Directions
For each line of the data below that contains "mention", return that line.

Task material

******************************

PR #2406, opened 2024-10-23
Temporarily exclude ESLint from auditing

Sepehr-Sobhani:


dleard (approved):
Thanks! Can you add a mention of this exclusion in the card we have for updating esLint?

Sepehr-Sobhani:
> Thanks! Can you add a mention of this exclusion in the card we have for updating esLint?

Done!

******************************

Output of the task
Thanks! Can you add a mention of this exclusion in the card we have for updating esLint?
> Thanks! Can you add a mention of this exclusion in the card we have for updating esLint?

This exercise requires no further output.